** EXERCISE DETAILS **
Lines to restate from the data below: from the one containing "is not configured" to the one containing "only the kickoff user's", both included. Give them again exactly, and only them.

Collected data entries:

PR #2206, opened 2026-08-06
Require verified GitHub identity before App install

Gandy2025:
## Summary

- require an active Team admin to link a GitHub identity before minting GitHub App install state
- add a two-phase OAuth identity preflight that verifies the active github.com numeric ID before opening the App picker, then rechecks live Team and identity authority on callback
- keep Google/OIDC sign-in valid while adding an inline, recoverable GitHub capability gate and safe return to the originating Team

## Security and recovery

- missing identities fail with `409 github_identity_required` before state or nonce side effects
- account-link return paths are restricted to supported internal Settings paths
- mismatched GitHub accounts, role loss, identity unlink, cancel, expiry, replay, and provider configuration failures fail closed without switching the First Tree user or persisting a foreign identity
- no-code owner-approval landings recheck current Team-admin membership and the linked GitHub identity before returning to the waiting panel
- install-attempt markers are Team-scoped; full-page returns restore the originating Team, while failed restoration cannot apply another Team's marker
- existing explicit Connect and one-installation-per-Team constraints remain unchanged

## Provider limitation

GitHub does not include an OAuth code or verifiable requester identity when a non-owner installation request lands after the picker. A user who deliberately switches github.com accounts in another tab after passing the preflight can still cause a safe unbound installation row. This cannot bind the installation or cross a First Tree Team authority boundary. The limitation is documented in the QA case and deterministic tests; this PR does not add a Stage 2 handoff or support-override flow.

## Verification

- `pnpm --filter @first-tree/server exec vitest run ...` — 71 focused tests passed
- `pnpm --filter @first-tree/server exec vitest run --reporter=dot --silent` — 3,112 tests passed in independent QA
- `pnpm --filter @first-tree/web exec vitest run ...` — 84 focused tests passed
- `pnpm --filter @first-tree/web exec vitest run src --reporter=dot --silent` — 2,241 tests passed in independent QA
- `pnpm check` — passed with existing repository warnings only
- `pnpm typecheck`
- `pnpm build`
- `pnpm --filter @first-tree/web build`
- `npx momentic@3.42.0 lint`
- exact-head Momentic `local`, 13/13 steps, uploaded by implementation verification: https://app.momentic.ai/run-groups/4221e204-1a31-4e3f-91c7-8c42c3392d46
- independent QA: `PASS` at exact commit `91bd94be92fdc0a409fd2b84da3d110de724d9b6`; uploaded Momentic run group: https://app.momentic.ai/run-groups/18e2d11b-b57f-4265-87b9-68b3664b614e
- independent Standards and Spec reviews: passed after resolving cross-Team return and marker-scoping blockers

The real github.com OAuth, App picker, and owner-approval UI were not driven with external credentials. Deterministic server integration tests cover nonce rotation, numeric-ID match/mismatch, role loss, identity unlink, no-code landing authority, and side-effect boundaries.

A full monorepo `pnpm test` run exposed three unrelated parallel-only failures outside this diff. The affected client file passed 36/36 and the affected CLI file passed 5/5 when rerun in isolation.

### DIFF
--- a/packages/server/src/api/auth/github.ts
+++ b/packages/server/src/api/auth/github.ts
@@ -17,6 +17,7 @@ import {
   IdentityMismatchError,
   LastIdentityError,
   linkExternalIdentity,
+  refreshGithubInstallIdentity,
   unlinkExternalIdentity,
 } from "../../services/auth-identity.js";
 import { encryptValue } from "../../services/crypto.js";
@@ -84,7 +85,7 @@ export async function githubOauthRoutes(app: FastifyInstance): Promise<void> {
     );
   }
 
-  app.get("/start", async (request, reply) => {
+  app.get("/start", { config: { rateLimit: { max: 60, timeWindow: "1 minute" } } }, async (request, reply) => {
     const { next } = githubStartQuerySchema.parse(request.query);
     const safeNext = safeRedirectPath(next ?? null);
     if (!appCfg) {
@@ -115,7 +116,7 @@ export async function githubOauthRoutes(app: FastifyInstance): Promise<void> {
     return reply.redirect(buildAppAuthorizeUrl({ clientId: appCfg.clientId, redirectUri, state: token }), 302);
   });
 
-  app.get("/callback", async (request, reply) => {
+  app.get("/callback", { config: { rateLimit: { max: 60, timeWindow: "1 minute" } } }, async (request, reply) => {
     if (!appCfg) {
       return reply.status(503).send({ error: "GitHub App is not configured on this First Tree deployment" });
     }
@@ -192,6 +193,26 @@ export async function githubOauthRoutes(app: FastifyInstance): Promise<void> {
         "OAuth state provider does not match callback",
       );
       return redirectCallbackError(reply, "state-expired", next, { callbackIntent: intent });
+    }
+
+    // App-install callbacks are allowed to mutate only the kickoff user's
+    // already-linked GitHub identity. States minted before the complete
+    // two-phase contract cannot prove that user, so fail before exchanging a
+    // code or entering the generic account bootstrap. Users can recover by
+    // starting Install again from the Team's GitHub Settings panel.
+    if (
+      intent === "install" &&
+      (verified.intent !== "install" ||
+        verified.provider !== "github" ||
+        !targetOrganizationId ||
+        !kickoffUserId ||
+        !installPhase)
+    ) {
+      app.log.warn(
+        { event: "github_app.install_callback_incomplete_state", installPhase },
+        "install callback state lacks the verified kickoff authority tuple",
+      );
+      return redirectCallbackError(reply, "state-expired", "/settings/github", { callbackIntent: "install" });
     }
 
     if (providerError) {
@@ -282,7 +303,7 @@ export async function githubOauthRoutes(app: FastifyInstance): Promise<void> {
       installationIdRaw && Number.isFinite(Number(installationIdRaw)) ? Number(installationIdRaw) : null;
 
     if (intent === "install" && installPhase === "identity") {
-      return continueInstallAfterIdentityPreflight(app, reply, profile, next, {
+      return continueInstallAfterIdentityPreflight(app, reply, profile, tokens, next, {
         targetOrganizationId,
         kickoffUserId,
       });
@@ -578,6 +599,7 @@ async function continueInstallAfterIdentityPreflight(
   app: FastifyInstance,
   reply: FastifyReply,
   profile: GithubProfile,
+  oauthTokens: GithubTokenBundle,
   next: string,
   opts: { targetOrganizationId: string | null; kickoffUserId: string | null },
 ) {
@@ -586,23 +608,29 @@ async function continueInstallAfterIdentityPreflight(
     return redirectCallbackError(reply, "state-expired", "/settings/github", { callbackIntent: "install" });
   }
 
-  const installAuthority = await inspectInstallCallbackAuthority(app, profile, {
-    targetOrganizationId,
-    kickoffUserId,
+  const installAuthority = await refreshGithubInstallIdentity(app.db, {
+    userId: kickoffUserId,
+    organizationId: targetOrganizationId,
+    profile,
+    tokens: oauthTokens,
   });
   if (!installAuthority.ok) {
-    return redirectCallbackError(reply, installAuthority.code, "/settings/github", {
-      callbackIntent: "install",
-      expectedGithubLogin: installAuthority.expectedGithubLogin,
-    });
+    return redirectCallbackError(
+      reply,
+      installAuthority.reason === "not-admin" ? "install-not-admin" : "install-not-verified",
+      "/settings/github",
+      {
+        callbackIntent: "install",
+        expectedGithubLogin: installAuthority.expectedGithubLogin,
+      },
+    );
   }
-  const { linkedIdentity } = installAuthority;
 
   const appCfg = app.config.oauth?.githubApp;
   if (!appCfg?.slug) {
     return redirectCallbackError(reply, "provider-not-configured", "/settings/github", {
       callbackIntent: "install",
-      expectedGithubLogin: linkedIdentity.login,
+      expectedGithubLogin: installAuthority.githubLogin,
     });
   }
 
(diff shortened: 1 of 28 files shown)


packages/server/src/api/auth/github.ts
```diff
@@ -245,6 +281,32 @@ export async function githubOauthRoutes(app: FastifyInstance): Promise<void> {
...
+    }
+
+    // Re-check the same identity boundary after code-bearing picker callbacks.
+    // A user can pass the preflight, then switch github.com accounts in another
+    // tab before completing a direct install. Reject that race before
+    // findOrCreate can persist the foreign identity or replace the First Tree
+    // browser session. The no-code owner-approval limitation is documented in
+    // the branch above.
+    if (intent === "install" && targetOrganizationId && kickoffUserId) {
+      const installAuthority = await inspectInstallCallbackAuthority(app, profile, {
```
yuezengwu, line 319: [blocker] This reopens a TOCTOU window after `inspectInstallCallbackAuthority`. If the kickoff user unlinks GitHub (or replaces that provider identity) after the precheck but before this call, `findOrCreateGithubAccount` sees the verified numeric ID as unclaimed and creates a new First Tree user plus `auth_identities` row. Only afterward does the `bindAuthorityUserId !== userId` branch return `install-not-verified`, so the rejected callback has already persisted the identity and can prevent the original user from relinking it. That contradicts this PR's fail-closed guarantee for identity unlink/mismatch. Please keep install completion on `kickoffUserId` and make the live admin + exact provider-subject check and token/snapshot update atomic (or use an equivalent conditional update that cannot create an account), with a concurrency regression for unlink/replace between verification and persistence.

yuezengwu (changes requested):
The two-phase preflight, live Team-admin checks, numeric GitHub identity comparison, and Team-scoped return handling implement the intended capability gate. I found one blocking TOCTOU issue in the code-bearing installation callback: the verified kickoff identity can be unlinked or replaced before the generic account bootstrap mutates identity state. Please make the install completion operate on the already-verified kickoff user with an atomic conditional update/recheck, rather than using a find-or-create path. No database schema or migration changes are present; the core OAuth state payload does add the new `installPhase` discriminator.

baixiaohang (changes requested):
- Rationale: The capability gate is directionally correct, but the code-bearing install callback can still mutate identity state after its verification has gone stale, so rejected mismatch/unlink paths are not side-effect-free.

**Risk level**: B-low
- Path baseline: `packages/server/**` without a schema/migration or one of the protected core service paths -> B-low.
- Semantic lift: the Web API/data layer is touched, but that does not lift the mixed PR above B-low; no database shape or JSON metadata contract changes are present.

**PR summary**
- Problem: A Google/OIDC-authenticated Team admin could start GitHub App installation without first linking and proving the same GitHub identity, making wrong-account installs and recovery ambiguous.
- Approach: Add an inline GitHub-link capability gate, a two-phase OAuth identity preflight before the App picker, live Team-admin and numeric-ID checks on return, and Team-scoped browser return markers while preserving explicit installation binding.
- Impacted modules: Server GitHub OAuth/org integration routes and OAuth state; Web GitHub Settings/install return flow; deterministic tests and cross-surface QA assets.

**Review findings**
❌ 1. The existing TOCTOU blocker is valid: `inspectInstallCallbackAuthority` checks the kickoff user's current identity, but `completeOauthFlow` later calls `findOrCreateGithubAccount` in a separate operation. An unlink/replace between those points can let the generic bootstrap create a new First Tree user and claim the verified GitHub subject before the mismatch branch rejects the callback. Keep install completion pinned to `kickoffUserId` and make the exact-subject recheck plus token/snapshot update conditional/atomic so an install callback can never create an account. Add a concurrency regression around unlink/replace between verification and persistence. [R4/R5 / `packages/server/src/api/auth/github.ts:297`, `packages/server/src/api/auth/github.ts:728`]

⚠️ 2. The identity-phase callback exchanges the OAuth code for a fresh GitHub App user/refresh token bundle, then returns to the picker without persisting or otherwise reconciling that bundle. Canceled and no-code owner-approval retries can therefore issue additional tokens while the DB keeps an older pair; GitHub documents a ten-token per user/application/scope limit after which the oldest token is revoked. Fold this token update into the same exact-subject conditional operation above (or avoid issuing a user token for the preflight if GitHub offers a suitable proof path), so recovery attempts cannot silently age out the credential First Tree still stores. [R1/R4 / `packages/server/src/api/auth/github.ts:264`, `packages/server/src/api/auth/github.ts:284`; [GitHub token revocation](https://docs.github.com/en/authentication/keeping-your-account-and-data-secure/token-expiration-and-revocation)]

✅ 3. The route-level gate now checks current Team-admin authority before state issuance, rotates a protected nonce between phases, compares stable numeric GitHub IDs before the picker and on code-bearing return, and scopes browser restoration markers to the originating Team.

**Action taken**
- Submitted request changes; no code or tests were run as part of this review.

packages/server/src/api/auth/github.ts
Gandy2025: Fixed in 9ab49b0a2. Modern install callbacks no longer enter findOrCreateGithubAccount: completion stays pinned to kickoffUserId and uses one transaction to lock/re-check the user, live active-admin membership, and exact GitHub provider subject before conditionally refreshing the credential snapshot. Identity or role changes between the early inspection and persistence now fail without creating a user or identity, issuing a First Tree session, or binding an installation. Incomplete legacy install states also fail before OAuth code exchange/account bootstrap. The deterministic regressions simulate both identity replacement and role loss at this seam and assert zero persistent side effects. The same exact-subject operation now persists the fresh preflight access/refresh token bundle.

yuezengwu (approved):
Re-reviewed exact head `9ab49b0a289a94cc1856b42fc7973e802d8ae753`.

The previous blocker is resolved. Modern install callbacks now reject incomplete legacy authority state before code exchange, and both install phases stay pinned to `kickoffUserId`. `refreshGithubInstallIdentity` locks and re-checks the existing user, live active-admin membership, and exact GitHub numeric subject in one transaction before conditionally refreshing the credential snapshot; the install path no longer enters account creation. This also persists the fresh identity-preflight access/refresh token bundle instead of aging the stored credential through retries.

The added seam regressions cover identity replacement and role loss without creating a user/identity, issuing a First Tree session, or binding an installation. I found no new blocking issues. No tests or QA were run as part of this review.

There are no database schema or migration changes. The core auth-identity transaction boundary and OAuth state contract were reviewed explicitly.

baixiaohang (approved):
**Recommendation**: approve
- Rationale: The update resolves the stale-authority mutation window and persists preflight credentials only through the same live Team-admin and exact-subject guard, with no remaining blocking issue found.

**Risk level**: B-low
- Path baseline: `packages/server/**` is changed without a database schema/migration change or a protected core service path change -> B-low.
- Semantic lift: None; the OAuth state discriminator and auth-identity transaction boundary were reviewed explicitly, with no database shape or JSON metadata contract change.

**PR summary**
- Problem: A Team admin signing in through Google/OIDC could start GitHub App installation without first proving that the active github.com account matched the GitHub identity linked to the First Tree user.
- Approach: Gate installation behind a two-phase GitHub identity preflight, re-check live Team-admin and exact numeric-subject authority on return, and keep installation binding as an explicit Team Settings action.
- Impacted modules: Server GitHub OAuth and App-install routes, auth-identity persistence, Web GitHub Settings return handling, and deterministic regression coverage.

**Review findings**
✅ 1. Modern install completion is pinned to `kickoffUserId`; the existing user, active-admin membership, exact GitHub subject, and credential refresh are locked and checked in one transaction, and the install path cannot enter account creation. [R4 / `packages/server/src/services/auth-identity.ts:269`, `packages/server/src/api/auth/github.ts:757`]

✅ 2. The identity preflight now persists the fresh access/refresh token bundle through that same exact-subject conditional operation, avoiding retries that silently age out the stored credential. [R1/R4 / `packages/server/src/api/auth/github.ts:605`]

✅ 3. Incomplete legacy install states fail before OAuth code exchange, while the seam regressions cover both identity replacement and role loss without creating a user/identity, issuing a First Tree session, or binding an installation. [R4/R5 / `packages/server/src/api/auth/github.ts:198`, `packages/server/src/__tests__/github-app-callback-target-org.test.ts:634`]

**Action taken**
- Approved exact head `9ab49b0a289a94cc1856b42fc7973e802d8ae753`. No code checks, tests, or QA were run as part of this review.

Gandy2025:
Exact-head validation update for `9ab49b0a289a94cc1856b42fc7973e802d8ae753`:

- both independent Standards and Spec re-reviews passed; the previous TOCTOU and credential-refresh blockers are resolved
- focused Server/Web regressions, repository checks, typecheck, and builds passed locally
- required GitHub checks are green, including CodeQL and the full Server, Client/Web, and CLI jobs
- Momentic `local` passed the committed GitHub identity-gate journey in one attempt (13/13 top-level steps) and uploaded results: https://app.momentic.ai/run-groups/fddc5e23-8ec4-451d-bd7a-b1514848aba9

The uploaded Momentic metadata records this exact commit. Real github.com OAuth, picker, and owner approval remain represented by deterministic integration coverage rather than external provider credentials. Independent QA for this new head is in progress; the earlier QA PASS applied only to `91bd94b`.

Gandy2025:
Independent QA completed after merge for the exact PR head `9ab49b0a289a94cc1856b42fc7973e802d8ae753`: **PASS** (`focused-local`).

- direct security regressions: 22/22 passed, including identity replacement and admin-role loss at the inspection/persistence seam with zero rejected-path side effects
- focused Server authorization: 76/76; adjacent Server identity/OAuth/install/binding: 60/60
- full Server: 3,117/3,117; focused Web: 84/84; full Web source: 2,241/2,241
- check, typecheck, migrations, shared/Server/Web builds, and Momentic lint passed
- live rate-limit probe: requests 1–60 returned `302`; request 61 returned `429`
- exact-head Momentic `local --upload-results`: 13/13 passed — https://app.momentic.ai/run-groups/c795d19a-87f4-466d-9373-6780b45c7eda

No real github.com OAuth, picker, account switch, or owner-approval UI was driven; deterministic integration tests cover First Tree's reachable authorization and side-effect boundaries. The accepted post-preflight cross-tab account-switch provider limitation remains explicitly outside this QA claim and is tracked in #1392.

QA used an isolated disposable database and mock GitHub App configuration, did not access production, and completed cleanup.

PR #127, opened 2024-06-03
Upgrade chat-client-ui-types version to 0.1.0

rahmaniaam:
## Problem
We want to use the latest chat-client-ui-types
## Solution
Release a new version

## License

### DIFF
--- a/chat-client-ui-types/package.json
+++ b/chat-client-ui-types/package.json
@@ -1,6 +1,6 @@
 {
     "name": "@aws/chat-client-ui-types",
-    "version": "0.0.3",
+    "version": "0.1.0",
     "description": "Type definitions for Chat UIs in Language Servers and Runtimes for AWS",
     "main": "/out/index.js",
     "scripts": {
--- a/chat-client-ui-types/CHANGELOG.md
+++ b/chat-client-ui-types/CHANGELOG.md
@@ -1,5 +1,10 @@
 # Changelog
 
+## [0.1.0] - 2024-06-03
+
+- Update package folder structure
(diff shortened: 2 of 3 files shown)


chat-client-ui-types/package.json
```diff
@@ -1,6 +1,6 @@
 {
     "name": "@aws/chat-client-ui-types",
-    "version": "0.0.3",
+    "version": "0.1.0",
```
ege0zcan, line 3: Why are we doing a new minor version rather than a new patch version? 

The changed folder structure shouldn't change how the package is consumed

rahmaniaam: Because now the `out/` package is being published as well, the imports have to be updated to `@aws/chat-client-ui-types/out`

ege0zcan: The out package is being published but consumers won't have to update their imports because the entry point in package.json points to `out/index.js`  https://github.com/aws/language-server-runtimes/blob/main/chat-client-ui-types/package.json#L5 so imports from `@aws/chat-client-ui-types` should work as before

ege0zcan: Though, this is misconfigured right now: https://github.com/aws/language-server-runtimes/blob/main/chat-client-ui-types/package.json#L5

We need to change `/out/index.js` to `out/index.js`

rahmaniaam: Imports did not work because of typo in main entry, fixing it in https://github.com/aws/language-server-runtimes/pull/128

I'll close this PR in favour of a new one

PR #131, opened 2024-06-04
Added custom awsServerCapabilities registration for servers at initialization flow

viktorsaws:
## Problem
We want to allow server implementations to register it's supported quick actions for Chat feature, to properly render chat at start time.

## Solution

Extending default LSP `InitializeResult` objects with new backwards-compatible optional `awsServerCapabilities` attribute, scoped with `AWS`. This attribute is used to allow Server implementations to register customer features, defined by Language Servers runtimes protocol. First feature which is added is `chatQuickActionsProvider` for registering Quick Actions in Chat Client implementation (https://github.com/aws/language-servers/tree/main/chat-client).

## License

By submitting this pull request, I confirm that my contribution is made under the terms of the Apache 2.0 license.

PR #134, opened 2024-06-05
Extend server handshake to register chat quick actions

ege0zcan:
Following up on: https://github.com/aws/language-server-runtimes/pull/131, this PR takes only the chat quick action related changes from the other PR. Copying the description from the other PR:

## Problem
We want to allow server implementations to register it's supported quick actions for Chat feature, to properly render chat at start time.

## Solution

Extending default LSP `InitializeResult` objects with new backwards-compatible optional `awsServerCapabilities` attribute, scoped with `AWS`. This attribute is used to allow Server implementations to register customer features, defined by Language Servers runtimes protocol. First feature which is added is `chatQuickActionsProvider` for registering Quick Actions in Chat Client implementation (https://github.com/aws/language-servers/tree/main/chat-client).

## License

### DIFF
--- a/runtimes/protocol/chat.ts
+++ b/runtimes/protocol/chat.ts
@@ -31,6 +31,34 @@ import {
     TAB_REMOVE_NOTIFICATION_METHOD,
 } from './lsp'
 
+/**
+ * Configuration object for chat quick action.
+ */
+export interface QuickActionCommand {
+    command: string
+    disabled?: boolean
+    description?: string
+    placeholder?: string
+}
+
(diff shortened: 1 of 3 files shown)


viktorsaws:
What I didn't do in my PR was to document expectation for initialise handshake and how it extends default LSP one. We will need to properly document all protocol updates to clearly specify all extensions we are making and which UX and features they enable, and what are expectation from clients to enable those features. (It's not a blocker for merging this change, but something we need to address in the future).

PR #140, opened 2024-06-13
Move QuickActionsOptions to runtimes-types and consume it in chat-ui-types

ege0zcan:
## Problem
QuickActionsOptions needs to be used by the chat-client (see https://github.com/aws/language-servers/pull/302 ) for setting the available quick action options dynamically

** OUTPUT OF THE TASK **
       return reply.status(503).send({ error: "GitHub App is not configured on this First Tree deployment" });
     }
@@ -192,6 +193,26 @@ export async function githubOauthRoutes(app: FastifyInstance): Promise<void> {
         "OAuth state provider does not match callback",
       );
       return redirectCallbackError(reply, "state-expired", next, { callbackIntent: intent });
+    }
+
+    // App-install callbacks are allowed to mutate only the kickoff user's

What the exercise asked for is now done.